Linux server is only using 60% of memory, then swapping

Bacula performance is highly database dependent. Likely, it's postgresql that's killing your server. The high load average and the fairly large % of cpu time spent in wait state clearly show it's waiting for Disk I/O... And that's PostgreSQL's doing. For every file in your backup set its doing at least an UPDATE statement. Don't worry about the swapping.

Do tune the PostgreSQL install. Possibly give individual database (or even tables) their own disks/raid sets to spread the I/O around. You can force PostgreSQL to use aynschronous writes if it isn't already... Although that's trading database integrity for write performance. Boost the hell out of the shared memory available to PostgreSQL. That will alleviate at least a lot of the read on the database. If you've never done it, run VACCUM ANALYZE on the Bacula database as well to give the query optimizer something to work with.

By far, Bacula's weakest point is the database dependencies (and the brain-deadness of some of it...) Run a purge of a recent large backup and notice how long (hours often) it takes to run a couple dozen million queries... Bacula likes comparatively few large files, otherwise it's a dog.


You are I/O-bound. Your system is a little life raft, battered in a stormy sea of buffer/cache/VM paging swells that are 100 feet tall.

Wow. Just...wow. You're moving about 100Mbyte/sec out your I/O, you're deep past 50% CPU time in I/O wait, and you have 4Gb of RAM. The backpressure on this server's VM must be enormous. Under "normal" circumstances, as the system begins to buffer/cache, any free RAM you had is going to be eaten alive in less than 40 seconds.

Would it be possible to post the settings from /proc/sys/vm? This would provide some insight as to what your kernel thinks is "normal".

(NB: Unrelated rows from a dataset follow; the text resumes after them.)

PR #1283, opened 2023-05-17
add app channel address flag for run

mukundansundar:
# Description

## Issue reference

## Checklist

* [ ] Code compiles correctly
* [ ] Created/updated tests

### DIFF
--- a/utils/utils.go
+++ b/utils/utils.go
@@ -48,6 +48,9 @@ const (
 
 	windowsOsType = "windows"
 	homeDirPrefix = "~/"
+
+	// DefaultAppChannelAddress is the default local network address that user application listen on.
+	DefaultAppChannelAddress = "127.0.0.1"
 )
 
 // IsValidContainerRuntime checks if the input is a valid container runtime.
--- a/cmd/run.go
+++ b/cmd/run.go
@@ -63,6 +63,7 @@ var (
 	enableAPILogging   bool
 	apiListenAddresses string
 	runFilePath        string
+	appChannelAddress  string
 )
 
 const (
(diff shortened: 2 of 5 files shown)


utils/utils.go
```diff
@@ -48,6 +48,9 @@ const (
 
 	windowsOsType = "windows"
 	homeDirPrefix = "~/"
+
+	// DefaultChannelAddress is the default local network address that user application listen on.
+	DefaultChannelAddress = "127.0.0.1"
```
yaron2, line 53: Not that this is likely to change, but can this be used from the dapr/dapr package? Its already defined there

mukundansundar: If possible I do not want to create another dependency in runtime. Can we move certain constants to kit and let both runtime and CLI depend on that instead?

yaron2: What's the issue with adding a package from `dapr/dapr`? In Go, as long as you don't have a package inside `internal`, it's perfectly fine to use packages. This ensures we have consistency and not minimize chances of non-synced changes. If anything, I would advocate for the CLI to rely on `dapr/dapr` packages as much as it possibly can.

yaron2:
Please also update the README file with an example.

mukundansundar:
> Please also update the README file with an example.

I am also writing an E2E for the same ... will do it

mukundansundar:
> > Please also update the README file with an example.
> 
> I am also writing an E2E for the same ... will do it

Added as part of usage help.

utils/utils.go
mukundansundar: Importing `github.com/dapr/pkg/runtime` into utils.go for using the constant defined there started creating issue wrt duplicate protobuf registration https://github.com/dapr/cli/actions/runs/5129434834/jobs/9227056977 associated commit https://github.com/dapr/cli/pull/1283/commits/0381466d446d6eca9eeda9bade0c23095046c168

for now hardcoding that constant to 127.0.0.1 directly in CLI itself.

pravinpushkar, line 53: Shall we call it this ?
```suggestion
	DefaultAppChannelAddress = "127.0.0.1"
```

mukundansundar: done

pravinpushkar (approved):
LGTM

Those postmaster processes also indicate you're running PostgreSQL in the background. Is this normal for your setup? PostgreSQL in a default config will use very little RAM, but once it's re-tuned for speed, it can chew up 25%-40% of your available RAM quickly. So I can only guess, given the number of them in the output, you're running some kind of production database while you are running backups. This doesn't bode well. Can you give some more info on why it is running? What is the size of the shared memory parameter for all postmaster processes? Would it be possible to shut the service down, or temporarily reconfigure the database to use fewer connects/buffers while the backups are running? This will help to take some of the pressure off the already strained I/O and free RAM. Keep in mind that each postmaster process consumes RAM above and beyond what the database uses for internal caching. So when you make adjustments to memory settings, be careful about which are "shared" and which are "per-process".

If you're using PostgreSQL as part of your backup process, try to re-tune it to accept just the minimum number of connections, and be sure to shrink your per-process parameters down to something reasonable (only a few megs each). The downside to this is that PostgreSQL will spill to disk if it can't work with the dataset in RAM like it wants to, so that will actually increase your disk I/O, so tune carefully.

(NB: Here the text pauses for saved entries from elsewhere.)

Issue #1228, opened 2023-02-14
`dapr list` display the paths to the application and daprd logs in multi-app run


philliphoff:
## Describe the proposal

When using a run file (i.e. `dapr run -f <file>`), Dapr CLI redirects the application and Dapr logs of each application to its own file (under `<appDirPath>/.dapr/logs`).  Subsequent runs will create new log files to ensure that developers can go back to previous logs for analysis, with each log filename containing a "timestamp" of its first creation.  This is great but, after a while, these logs can accumulate and make it difficult for the the user to pick out the *right* log (e.g. the log that's currently being written to).  Tooling can help, by automating the process of finding the "latest" logs and opening those (e.g. in the current editor).  However, that automation (based on filenames) is not entirely certain; there will always be a chance some combination of files in the directory disrupts any filename timestamp sort.

Tooling is likely to care mostly about the logs being written to *right now*, and this is information that the Dapr CLI has. I propose that the Dapr CLI expose that information in the `dapr list` command.  This will provide a more deterministic means to obtain the paths to application logs (and avoid having tooling care about Dapr log naming conventions).

For example:

```json
[
  {
    "appId": "vscode-test",
    "httpPort": 64040,
    "grpcPort": 64041,
    "appPort": 3000,
    "metricsEnabled": true,
    "command": "node ./bin/www",
    "age": "7s",
    "created": "2023-01-30 10:32.27",
    "daprdPid": 18398,
    "cliPid": 18392,
    "commandPid": 18399,
    "maxRequestBodySize": -1,
    "httpReadBufferSize": -1,
    "runTemplatePath": "/Users/phoff/Source/scratch/vscode-test/dapr.yaml",
    # New path to the application log file
    "appLogPath": "/Users/phoff/Source/scratch/vscode-test/app-one/.dapr/logs/app-one_app_20230202160305.log", 
    # New path to the daprd log file
    "daprdLogPath": "/Users/phoff/Source/scratch/vscode-test/app-one/.dapr/logs/app-one_daprd_20230202160305.log" 
  }
]
```

## Release Note

RELEASE NOTE:

shivam-51:
Hi team, I am working on this!

mukundansundar:
> Hi team, I am working on this!

Please use /assign to assign this issue you yourself.

PR #1200, opened 2023-02-01
Store app PID in sidecar metadata.

philliphoff:
# Description

Adds the application's command's process ID to the Dapr sidecar metadata (alongside the sidecar and CLI process IDs).

## Issue reference

We strive to have all PR being opened based on an issue, where the problem or feature have been discussed prior to implementation.

Please reference the issue this PR will close: #1191

## Checklist

Please make sure you've completed the relevant tasks for this PR, out of the following list:

* [x] Code compiles correctly
* [x] Created/updated tests
* [ ] Extended the documentation

PR #1296, opened 2023-05-28
shivam-51: Add log file paths to dapr list 1228

shivam-51:
# Description

Add paths of app and dapr logs to `dapr list` command.

## Issue reference

Please reference the issue this PR will close: #1228 

## Checklist

* [x] Code compiles correctly
* [x] Created/updated tests


mukundansundar:
@shivam-51 Can you please add E2E for this change?

pravinpushkar:
Multi app run template introduces `log destination` fields for daprd and app. We have to take into account if the log destination is set as `console` then what values it captures.

shivam-51:
> Multi app run template introduces `log destination` fields for daprd and app. We have to take into account if the log destination is set as `console` then what values it captures. @shivam-51

@pravinpushkar Can you share some documentation for this property? I am not able to understand it's significance.
I checked https://docs.dapr.io/developing-applications/local-development/multi-app-dapr-run/multi-app-template/

shivam-51:
> Multi app run template introduces `log destination` fields for daprd and app. We have to take into account if the log destination is set as `console` then what values it captures. @shivam-51

- For `appLogDestination: console` show `appLogPath: console`
- For `appLogDestination: file` show `appLogPath: <file path>`
- For `appLogDestination: fileAndConsole` show `appLogPath: <file path>` giving file more priority than console

@pravinpushkar @mukundansundar What do you think?

philliphoff:
@shivam-51 @pravinpushkar @mukundansundar My vote would be that, if the log is written to a file, then add/populate the `appLogDestination` metadata property.  If the log is not (e.g. being solely written to the console), then simply omit that metadata property (or set to `null` or the empty string `""`).  I would rather not have "special strings" that tooling needs to distinguish from otherwise valid paths.

pravinpushkar:
> @shivam-51 @pravinpushkar @mukundansundar My vote would be that, if the log is written to a file, then add/populate the `appLogDestination` metadata property. If the log is not (e.g. being solely written to the console), then simply omit that metadata property (or set to `null` or the empty string `""`). I would rather not have "special strings" that tooling needs to distinguish from otherwise valid paths.

+1 to update log paths only when written to only files. In other cases the logs will anyway be available to the console and tolling can use that. 

@philliphoff However one question -  if there are multiple apps writing logs to console then how will the tooling distinguish which log written by which app ?

philliphoff:
>However one question - if there are multiple apps writing logs to console then how will the tooling distinguish which log written by which app ?

@pravinpushkar If the application output is only going to the console, then it'd be unavailable to tooling anyway (unless it was the one to have started the Dapr process and captured the `stdout` itself).  If no path metadata is present, then tooling would simply assume it's being captured someplace else and not offer the user the option to view the logs.

shivam-51:
> Can you please add E2E for this change? Please see #1200 for reference.

@mukundansundar I have identified the tests need to go into `list_test.go` but I am not able to test locally. Most of the tests fail somehow.

mukundansundar:
> > Can you please add E2E for this change? Please see #1200 for reference.
> 
> @mukundansundar I have identified the tests need to go into `list_test.go` but I am not able to test locally. Most of the tests fail somehow.

Could you explain what errors that you are seeing?

cmd/run.go
```diff
@@ -540,6 +540,16 @@ func executeRun(runTemplateName, runFilePath string, apps []runfileconfig.App) (
 		// Update extended metadata with run file path.
 		putRunTemplateNameInMeta(runState, runTemplateName)
 
+		// Update extended metadata with app log file path.
+		if app.AppLogDestination != "console" {
```
mukundansundar, line 544: I think there is a constant for `console`, please use that.

mukundansundar (changes requested):

shivam-51:
> Could you explain what errors that you are seeing?

That's okay. I ran the tests on my fork using github actions.

cmd/run.go
shivam-51: Done.

mukundansundar (changes requested):
@shivam-51 Almost there, thanks for adding the negative scenarios. Can you add the positive test case as part of the run file scenarios where the list is actually populated with the file path? Inside this function here https://github.com/dapr/cli/blob/master/tests/e2e/standalone/stop_with_run_template_test.go#L121

shivam-51:
@mukundansundar can you have a look please?

mukundansundar (approved):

X11 in and of itself doesn't take much memory, but a full desktop session can consume several megs. Log out any active sessions you have and run your connection from the console or through SSH.

Still, I don't think it's entirely a memory issue. If you are better than 50% I/O wait for extended periods of time (and you're posting figures that touch the 70's), the resulting bottleneck will eventually crush the rest of the system. Much like Darth Vader crushes necks.

Someone on the business end of Darth Vader's death grip

How many flush threads are you configured for? Use

cat /proc/sys/vm/nr_pdflush_threads

to find out and

echo "vm.nr_pdflush_threads = 1" >> /etc/sysctl.conf

to set it to a single thread. Note that the last command makes it permanently load upon reboot. Seeing 1 or 2 in there is not unusual. If you have several cores or lots of spindle/bus capacity for I/O, you'll want to bump these (slightly). More flush threads = more I/O activity, but also more CPU time spent in I/O wait.

Is it default value, or have you bumped it? If you've bumped it, have you considered decreasing the number to reduce the amount of pressure on I/O ops? Or do you have a huge number of spindles and channels to work with, in which case, have you considered increasing the number of flush threads?

P.S. you want to set swappiness to the lower values, not the higher values, to prevent swap-out. Highest value = 100 = swap like crazy when it feels right, lowest value = 0 = try not to swap at all.


If you look at the blocks read in per second (bi) under IO, it dwarfs the swap activity by multiple orders of magnitude. I don't think the swap usage is what's causing your disk thrashing, I think you have something running on the box that is simply causing a lot of disk activity (reads).

I'd investigate the applications running, and see if you can find the culprit.


See if this link answers some of your questions. I regularly see Linux paging (not swapping) out memory long before 60% utilization. This is an expected piece of its memory tuning:

http://www.sheepguardingllama.com/?p=2252

But your lack of buffers/cache worries me. That looks very unusual. So I am thinking that something more is amiss.


Can you try disabling swap entirely?

swapoff /dev/hdb2

or some such- at least that will validate that it's swapping that's your issue, and not something else.